If you need more proof, look to Mississippi. When this TN vs. KY fight first began, and Lee responded to Beshear’s statements — without mentioning Beshear or Kentucky specifically — by saying that Tennessee had more cases of coronavirus because it was testing more, the Independent Herald put the governor’s claims to the test. It was pointed out that Mississippi — which was testing fewer people than anyone else in the South, with the exceptions of South Carolina and Alabama — wasn’t testing enough people. At the time, 21% of Mississippi’s tests were returning positive, but the state had only a fraction of the cases that Tennessee had (937 to 2,239 at the time).

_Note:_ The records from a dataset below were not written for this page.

PR #1117, opened 2020-03-11
Getters in DefaultStartupCommandProvider + version bumps + test dir name fix

saurabhagas:


galvan-support/src/main/java/org/terracotta/testing/config/StartupBuilder.java
```diff
@@ -1,32 +0,0 @@
-/*
```
myronkscott: Keep the interface. It is less code change

galvan-support/src/main/java/org/terracotta/testing/config/DefaultStartupBuilder.java
```diff
@@ -1,121 +0,0 @@
-/*
```
myronkscott: Rename to abstract and all instance accessors

galvan-support/src/main/java/org/terracotta/testing/config/StartupBuilder.java
saurabhagas: I see two possibilities:
1. we have an interface and tc-core and tc-platform implement the methods with no commonality between them. This is ideal when there's no common code.
2. We have the common code in the abstract class, and only the different part in the subclasses. Everything apart from the `build()` method is the same, so I went for an abstract class.

myronkscott: It’s always nice to program against interfaces event if you have an abstract for convenience and code reuse.  List -> AbstractList is a good example in the jerk collections library.

saurabhagas: Kept the interface as is, and added getters in `DefaultStartupCommandBuilder` so that subclasses can use them.

PR #1120, opened 2020-03-16
Config provider api

myronkscott:


dso-l2/src/main/resources/logback.xml
```diff
@@ -1,8 +1,8 @@
 <configuration>
 
   <appender name="TC_BASE" class="com.tc.l2.logging.BufferingAppender">
-    <target>System.out</target>
-    <console>true</console>
+    <!--target>System.out</target-->
```
saurabhagas: We could remove these lines instead of commenting them out. If it makes sense, you could add a line mentioning why this class shouldn't log to console.

myronkscott: how about I comment on why they are commented out?  I don't want to remove them just yet.  I'm a little worried some downstream consumer is looking for certain things in the console output for tests.

configuration-provider/src/main/java/org/terracotta/configuration/Configuration.java
```diff
@@ -24,7 +24,7 @@
 import java.util.Properties;
 
 public interface Configuration {
-  ServerConfiguration getDefaultServerConfiguration(String serverName)throws ConfigurationException;
+  ServerConfiguration getServerConfiguration() throws ConfigurationException;
```
mathieucarbou: makes sense :-)

dso-l2/src/main/resources/logback.xml
saurabhagas: Sure, up to you.

dso-l2/src/main/java/com/tc/server/CommandLineParser.java
```diff
@@ -37,13 +37,11 @@
 
 import static com.tc.server.CommandLineParser.Opt.CONSISTENT_STARTUP;
 import static com.tc.server.CommandLineParser.Opt.HELP;
-import static com.tc.server.CommandLineParser.Opt.SERVER_NAME;
 import static com.tc.server.CommandLineParser.Opt.UPGRADE_MODE;
 
 class CommandLineParser {
 
   enum Opt {
-    SERVER_NAME("n", "name"),
```
mathieucarbou: makes sense :-)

Fast-forward one month, and Mississippi has significantly beefed up its testing. In fact, Mississippi has tested nearly as many people per capita as Tennessee — and Tennessee continues to rank second in the South, behind only Louisiana. What has Mississippi found? Well, first of all, it has far more cases per capita than Tennessee now — 1,800 cases per 1 million people vs. 1,300 per 1 million. And, secondly, the percentage of its tests returning positive has dropped to under 10%. That’s what happens when you test more people: You find more cases, and you return a higher percentage of negative tests.
So, in a fight where testing, testing, testing has been the drum beat from medical experts, it remains bizarre that Gov. Andy Beshear has been hailed as a coronavirus hero while Gov. Bill Lee has been criticized for his response. From here, it seems that Lee has likely done a much better job of combatting coronavirus than he was given credit for from the start. And it also seems that Beshear was way too quick won the trigger when he decided to make the coronavirus fight personal.